→ **Supplied records**:

PR #714, opened 2022-02-16
[newrelic-infrastructure-v3] init container

paologallinaharbur:
#### Is this a new chart
no
adding init containers needed in some scenarios

related to https://github.com/newrelic/newrelic-coreint/issues/291

#### Checklist
- [x] Chart Version bumped

### DIFF
--- a/charts/newrelic-infrastructure-v3/templates/_helpers.tpl
+++ b/charts/newrelic-infrastructure-v3/templates/_helpers.tpl
@@ -240,4 +240,3 @@ interval: 30s
 interval: 15s
 {{- end -}}
 {{- end -}}
-
--- a/charts/newrelic-infrastructure-v3/Chart.yaml
+++ b/charts/newrelic-infrastructure-v3/Chart.yaml
@@ -1,7 +1,7 @@
 apiVersion: v2
 name: newrelic-infrastructure-v3
 description: A Helm chart to deploy the New Relic Kubernetes monitoring solution
-version: 3.0.18
+version: 3.0.21
 appVersion: 3.0.0
 kubeVersion: ">=1.16.0-0"
 home: https://docs.newrelic.com/docs/kubernetes-pixie/kubernetes-integration/get-started/introduction-kubernetes-integration/
--- a/charts/newrelic-infrastructure-v3/README.md
+++ b/charts/newrelic-infrastructure-v3/README.md
@@ -2,7 +2,7 @@
 
 # newrelic-infrastructure-v3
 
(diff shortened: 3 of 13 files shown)


charts/newrelic-infrastructure-v3/templates/_helpers.tpl
```diff
@@ -241,3 +241,13 @@ interval: 15s
 {{- end -}}
 {{- end -}}
 
+{{/*
+Renders a value that contains template.
+*/}}
+{{- define "newrelic.tplvalues.render" -}}
```
paologallinaharbur, line 247: still deciding about this

kang-makes: Use the helpers in the init containers to have access to options like license, staging and such.

I think it could be useful.

kang-makes: I don't see the point of limiting the initContainer `tpl` to `.context`.

Why wouldn't I want to have access to all the `.Values` and templates?

roobre: Everything is passed, see here: https://github.com/newrelic/helm-charts/pull/714/files#diff-b2298e732a892ff75958aab46b0835f139eb0ed344eede9b00569040056a4d18R47

paologallinaharbur: I took it from here https://github.com/bitnami/charts/blob/master/bitnami/common/templates/_tplvalues.tpl while looking around possible ways to do so.

I am not sure it worth the additional complexity. Should we just have `{{- tpl (.value | toYaml) .context }}`. I am not sure we have any use-case for witch we need to support strings (apart from custom attributes)

kang-makes: If you are giving the ability to render things this makes things difficult. For example, if you want to `template "newrelic.fullname" .` you have to `template "newrelic.fullname" .context` or `template "newrelic.fullname" $` to properly render.

That is the thing that worries me the most: Having a `value` and `context` instead of having directly `.Values` and that's it.

I would not have in mind that the initContainers could be strings. That is a really rare use case that I would not like to support. On the other hand, I could find edge cases where I would want to have access to the values and the templating in the init containers so templating the YAML in `.Values.initContainers` sounds cool.

roobre (approved):
Looking great, thanks for taking care of this!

→ **Instructions to follow**: Your task is to find each line in the entries that contains the string "charts" and copy it.

→ **Solution to this problem**:
--- a/charts/newrelic-infrastructure-v3/templates/_helpers.tpl
+++ b/charts/newrelic-infrastructure-v3/templates/_helpers.tpl
--- a/charts/newrelic-infrastructure-v3/Chart.yaml
+++ b/charts/newrelic-infrastructure-v3/Chart.yaml
--- a/charts/newrelic-infrastructure-v3/README.md
+++ b/charts/newrelic-infrastructure-v3/README.md
charts/newrelic-infrastructure-v3/templates/_helpers.tpl
roobre: Everything is passed, see here: https://github.com/newrelic/helm-charts/pull/714/files#diff-b2298e732a892ff75958aab46b0835f139eb0ed344eede9b00569040056a4d18R47
paologallinaharbur: I took it from here https://github.com/bitnami/charts/blob/master/bitnami/common/templates/_tplvalues.tpl while looking around possible ways to do so.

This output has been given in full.